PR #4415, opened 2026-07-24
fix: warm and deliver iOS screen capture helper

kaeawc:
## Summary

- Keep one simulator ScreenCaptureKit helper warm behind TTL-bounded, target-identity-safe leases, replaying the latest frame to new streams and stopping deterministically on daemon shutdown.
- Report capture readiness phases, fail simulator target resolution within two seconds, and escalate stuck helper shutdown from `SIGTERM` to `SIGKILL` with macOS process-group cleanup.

========

### Exercise directions
Could you print every record above exactly as it appears?

### Solution to the exercise
PR #4415, opened 2026-07-24
fix: warm and deliver iOS screen capture helper

kaeawc:
## Summary

- Keep one simulator ScreenCaptureKit helper warm behind TTL-bounded, target-identity-safe leases, replaying the latest frame to new streams and stopping deterministically on daemon shutdown.
- Report capture readiness phases, fail simulator target resolution within two seconds, and escalate stuck helper shutdown from `SIGTERM` to `SIGKILL` with macOS process-group cleanup.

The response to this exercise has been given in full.